* Your goal *
For the string "expected", find every matching line in the records and copy it.

======== Dataset entries ========

PR #2208, opened 2024-12-20
fix bash example client to work with latest server

KyleAMathews:
https://github.com/user-attachments/assets/e91888ac-f659-44ab-9a28-350055ed787d


alco (approved):
:+1:

Issue #2224, opened 2025-01-13
Sync issues when using more than 2 conditions in where clause


godiagonal:
There seems to be a limitation to the number of conditions allowed in where clauses. I can't find anything in the docs that indicate that this is expected behavior.

When my where clause contains one or two conditions the syncing works as expected.

```tsx
const shape = useShape({
  url: 'http://localhost/v1/shape',
  params: {
    table: 'activity',
    // Works as expected
    where: `team_id = '${teamId}' AND deleted_at IS NULL`
  },
});
```

But when I add a third condition (which is inevitable for my use case) the shape becomes "stale". It doesn't update even though the underlying table data is updated.

```tsx
const shape = useShape({
  url: 'http://localhost/v1/shape',
  params: {
    table: 'activity',
    // Does not work
    where: `team_id = '${teamId}' AND deleted_at IS NULL and archived = false`
  },
});
```

I've tried arranging conditions in different order and combinations but concluded that it's the number of conditions (>= 3) that result in sync issues. Also tried using `replica: 'full'` but it didn't make a difference.

Is this a known limitation or a bug?

robacourt:
It is a bug. I've just reproduced it. I'm working on a fix now

robacourt:
While you're waiting for the bug fix, a workaround is to use brackets:

```javascript
where: `team_id = '${teamId}' AND (deleted_at IS NULL and archived = false)`
```

robacourt:
This is now fixed in version 1.0.0-beta.4

godiagonal:
Thanks for the quick fix @robacourt!

PR #2225, opened 2025-01-13
fix(sync-service): Fix bug with logical operators with 3 or more arguments

robacourt:
Fix for #2224


robacourt:
> Doesn't the test have the braces so doesn't have that property?

Oops, I was just checking the workaround worked but accidentally checked it in 🤦

Sorted now @icehaunter

icehaunter (approved):

Issue #2219, opened 2025-01-07
Add SSR support


KyleAMathews:
The basic pattern is that when server rendering, the resolved shapes' data is serialized to the HTML as JSON and then hydrated into shapes again when the client is setup.

We can modify `getShape` in the client so that when it creates a new shape, it first looks to the HTML for serialized shape data.

MarioSimou:
What's the required change for this feature? 

Reading the code of [@electric-sql/react](https://github.com/electric-sql/electric/blob/main/packages/react-hooks/src/react-hooks.tsx) package, it seems that we need to extend the [UseShapeOptions](https://github.com/electric-sql/electric/blob/main/packages/react-hooks/src/react-hooks.tsx#L157C4-L157C19) options to acccept a `shape` option. With that way we can [preload a shape](https://github.com/electric-sql/electric/blob/main/packages/react-hooks/src/react-hooks.tsx#L17) on the server, pass it down to the client and use it within the [useShape](https://github.com/electric-sql/electric/blob/main/packages/react-hooks/src/react-hooks.tsx#L151) hook.

I am available to work on this issue personally if necessary.

balegas:
I've made some experiments with the pattern in the [past](https://github.com/electric-sql/electric/pull/1596/files). We can definitely use the `useShape` hook to load a shape that was passed from the server. The challenge, as Kyle points out, is that the shape data needs to be serialised in the HTML when passing the data to the client. I've ended up with this [double wrapping](https://github.com/electric-sql/electric/pull/1596/files#diff-879fd624c118c48cc679ffdb50e3e5ec99c3219da6be13f1cdcb2951356af7bcR13) pattern to hydrate the shape from the serialized JSON, but I don't think the DX is great and I wanted to revise the server part to be more serverless-friendly. This is how far I got.

It would be awesome if you want to work on a better SSR support for Electric.

MarioSimou:
Thank you for sharing that. 

I'm thinking of experimenting over the weekend to see how much I can achieve.

PR #2232, opened 2025-01-17
Add SSR Support for React Hooks

KyleAMathews:
This PR adds server-side rendering (SSR) support to the React hooks.

Fix https://github.com/electric-sql/electric/issues/2219

With this PR, non-RSC SSR Just Works™️ by adding a new `<ElectricScripts />` component to your layout.

Supporting RSC proved more complicated than I wanted to handle with this PR — https://github.com/electric-sql/electric/tree/rsc is where I got to with it. I liked the hydration pattern in tanstack/react-query (https://tanstack.com/query/latest/docs/framework/react/guides/advanced-ssr) and that's what I was trying to implement but got bogged down in build errors, etc. so decided to focus on getting this in first as it works great in Remix & with Next pre-app-router. The tricky part about RSC is you don't have any global context anymore as each component renders by itself. So hydration into useShape on the server & client is different. Anyways, something to dig into another time.

Here's a detailed breakdown of the implementation:

### 1. Preloading Data on Server
```typescript
// Remix loader
export const loader: LoaderFunction = async () => {
  return await preloadShape(itemShape())
}
```

### 2. Server Rendering
The server component renders as normal with `useShape` using the preloaded data.

### 3. Serialization to HTML
The SSR state is serialized into the HTML using a script tag with a new `<ElectricScripts />` component.

Similar to frameworks like React Query and SWR, we fetch data during the server render phase. However, unique to Electric, we also need to preserve metadata like the shape's offset and handle for proper client-side rehydration.

### 4. Client Hydration
On the client, before any components render:
1. The script tag content is parsed and stored in memory
2. When `useShape` is called:
   - Checks for matching SSR data
   - If found, initializes the shape with that data before starting the stream

```typescript
function getShape(stream: ShapeStream, optionsHash: string) {
  const ssrData = getSSRState().shapes[optionsHash]
  if (ssrData) {
    // Initialize with SSR data before starting stream
    shape.initializeWithSSRData(new Map(ssrData.rows))
  }
  return shape
}
```

### Metadata Preservation
Beyond just the data, we preserve:
- offset: So client knows where to resume streaming
- handle: For authentication with the streaming endpoint
- lastSyncedAt: For cache freshness tracking


samwillis:
I like this strategy a lot, it's almost identical to what I experimented with when chatting to Valter a few months ago: https://github.com/samwillis/ssr-shape-poc/blob/main/src/app/shapes.tsx (tiny POC with no actual shapes)

KyleAMathews:
I want to make another go sometime at looking at RSC — it is fairly different and worth a serious think through as it might change a bit how everything is ordered.

MarioSimou:
Feel free to check this [draft](https://github.com/electric-sql/electric/pull/2237) -  I did some changes on the `ElectricProvider` and added support for `RSC`.

packages/react-hooks/src/react-hooks.tsx
```diff
@@ -4,23 +4,66 @@ import {
...
+}
+
+hydrateSSRState()
+
+export async function preloadShape<T extends Row<unknown>>(
   options: ShapeStreamOptions<GetExtensions<T>>
 ): Promise<Shape<T>> {
-  const shapeStream = getShapeStream<T>(options)
-  const shape = getShape<T>(shapeStream)
-  await shape.rows
```
ebramanti, line 22: This should not be removed, without awaiting `shape.rows` you run into a race condition when the shape stream has not yet subscribed and initializes the rows to empty with an offset of `-1`.

packages/typescript-client/src/shape.ts
```diff
@@ -142,6 +142,24 @@ export class Shape<T extends Row<unknown> = Row> {
...
+    this.#data.clear()
+
+    // Copy entries from SSR data
+    for (const [key, value] of data.entries()) {
+      this.#data.set(key, value)
+    }
+
+    // Mark as up to date if we have data
+    if (data.size > 0) {
+      this.#hasNotifiedSubscribersUpToDate = true
```
ebramanti, line 159: One other change needs to be considered: how `isLoading` is handled. Right now, if a `useShape` is hydrated from the server, it will not update the `isUpToDate` value of the underlying `ShapeStream`, which is what is currently used to determine the `isLoading` value of `useShape`. To handle this, I have done something I think is a bit hacky:
```ts
  /** True during initial fetch. False afterwise.  */
  isLoading() {
    if (this.#data.size > 0) {
      return false;
    }
    return this.stream.isLoading();
  }
```
This matches up to the same check here, and handles the case where there may already be data set but there will be no received events from the newly created subscription since the data has not changed.

ebramanti (commented):
Left a couple comments from my time trying to integrate this with Tanstack Start. Very new to your codebase, so apologies if my feedback is a bit confusing 🙇🏻

packages/react-hooks/src/react-hooks.tsx
```diff
@@ -148,17 +199,97 @@ interface UseShapeOptions<SourceData extends Row<unknown>, Selection>
...
+// Function to serialize SSR state for ElectricScripts
+function serializeSSRState(usedShapes: Set<string>): string {
+  // eslint-disable-next-line
+  const shapes: { [key: string]: SSRShapeData<any> } = {}
+
+  // Only get shapes that were used in this render
+  for (const optionsHash of usedShapes) {
+    try {
+      // Parse the options from the hash
+      const options = JSON.parse(optionsHash)
```
ebramanti, line 230: Found another edge case where this does not work. When passing a `signal` it gets serialized to an `{}` and then throws an error server side. This recovers on the client but there may need to be more granular handling of these settings rather than using JSON.

ebramanti:
@KyleAMathews Any update on this? Would be great to get this merged in with all the changes the client has undergone

KyleAMathews:
Not yet, we've been focused on getting electric cloud launched. Not firm when we'll get back to this. If you'd like to PR updates for the latest client and your fixes that'd be great!

icehaunter:
This is very stale and is superseded by work in TanStack DB (as per @samwillis)

PR #2234, opened 2025-01-21
Rename database_id to source_id in examples deployment

magnetised:
Also fix other problems with example deployments:

- new admin api endpoint
- nextjs example renamed
- add support for pooled connections


msfstef (approved):
I think this doesn't cover everything - for example the `todo-app` seems to still be using a `useShape` with a `database_id` - was this a full search and replace? Also I noticed that some examples are actually under @KyleAMathews 's repo so we can't fix those

msfstef (approved):

PR #2740, opened 2025-05-19
sync-service: Use separate mock modules per-test

magnetised:
keeping the same Mock.* naming

This prevents expectations defined in simultaneously executing tests from clashing. I think this is the cause of various flakes in the CI - we define expectations on `Support.Mock.Behaviour` and occasionally a parallel test hits that expectation but fails because it's coming from an unregistered pid.

This pr gives every test module its own set of `__MODULE__.Mock.Behaviour` mocks to define expectations on but keeps the same usage in the tests.

### DIFF
--- a/packages/sync-service/test/electric/plug/delete_shape_plug_test.exs
+++ b/packages/sync-service/test/electric/plug/delete_shape_plug_test.exs
@@ -1,12 +1,12 @@
 defmodule Electric.Plug.DeleteShapePlugTest do
   use ExUnit.Case, async: true
+  use Support.Mock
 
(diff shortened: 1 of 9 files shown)


msfstef (approved):
Nice - the more isolation the better

robacourt (commented):
This should not be needed. Mox says it supports async tests and uses Nimble Ownership under the hood. We must be using it wrong

magnetised:
> This should not be needed. Mox says it supports async tests and uses Nimble Ownership under the hood. We must be using it wrong

Perhaps.

PR #2749, opened 2025-05-20
Try partitioning shape monitor

magnetised:
Builds on shape cleanup race-condition fixes with a partitioned shape monitor to distribute process registrations across multiple processes


magnetised:
Benchmark this

PR #2753, opened 2025-05-21
fix(sync-service):  Fix ipv6 to ipv4 fallback in the case of 'host is unreachable'

robacourt:


msfstef (approved):
Looks good! The issue with these fallbacks is that if someone configures Electric to use IPv6, it might be that it ends up using IPv4 because of some wrong configurations - but since we have these fallbacks in place we should probably cover most cases.

PR #2756, opened 2025-05-21
chore (examples): Rename source_secret to secret

kevin-dp:
This PR modifies the examples to use the `secret` parameter when interacting with Electric instead of the deprecated `source_secret`. Fixes https://github.com/orgs/electric-sql/projects/16/views/1?pane=issue&itemId=111149403&issue=electric-sql%7Celectric%7C2732

### DIFF
--- a/.github/workflows/teardown_examples_pr_stack.yml
+++ b/.github/workflows/teardown_examples_pr_stack.yml
@@ -67,21 +67,17 @@ jobs:
           export PR_NUMBER=${{ github.event.number }}
           echo "Removing stage pr-$PR_NUMBER"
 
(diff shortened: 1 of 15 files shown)


kevin-dp:
Deployments are failing to create the Neon DB because Neon doesn't seem to like us creating the DBs concurrently. Note that all these DBs are being created on the same Neon PG cluster. Hence, Neon is returning a 423 error code:
```
HTTP 423 (Locked): This status code indicates that the requested resource is locked, usually due to concurrent access or editing restrictions. It implies a temporary unavailability due to ongoing processes.
```

PR #2757, opened 2025-05-21
fix: refactor inspector to ensure correct cleanup & persistance

icehaunter:
This is refactoring of `EtsInspector` and `Inspector` behaviour driven by a bug I've found in the cleanup

In short, I was assuming that passing in a `{schema, table}` tuple, as specified in the spec, did the cleanup, but it did it only partially, leading to issues when doing the reconciliation, and further issues now that I've introduced the persistence.

This PR:
- Normalizes the functions to same return values, explicitly differentiating a missing table from general PG errors
- Removed the Inspector code assumption and logic that it's being passed in not-normalized tables - we do validate and downcase identifiers at entry. This also simplifies internal storage structures
- Normalizes the API of the inspector to essentially only work with OIDs. That's the only true stable identifier, so it should act as the only cache key.
- Removes unused "truncate" parameter for identifier parsing. Instead, to avoid silent truncation and weird injection issues, we complain with a 400 that the identifier is too long.
- Extends test coverage of the EtsInspector to include more edge cases & assumptions

Updated EtsInspector is best read top-down and not as a diff


robacourt (approved):
Nice work! LGTM

PR #2771, opened 2025-05-23
Upgrade asdf tool versions and Elixir/Erlang versions in Dockerfile

alco:
This PR upgrades Elixir to 1.18.4 and Erlang/OTP to 28.0.1, latest available releases.

Elixir Client tests will keep failing until we release an updated version of Electric and bump the dependency version. This is due to the change in how compiled regexes are treated as module attributes in OTP 28.0.


alco:
@msfstef Yep, thanks for the advice.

========

* Answer box *
There seems to be a limitation to the number of conditions allowed in where clauses. I can't find anything in the docs that indicate that this is expected behavior.
When my where clause contains one or two conditions the syncing works as expected.
    // Works as expected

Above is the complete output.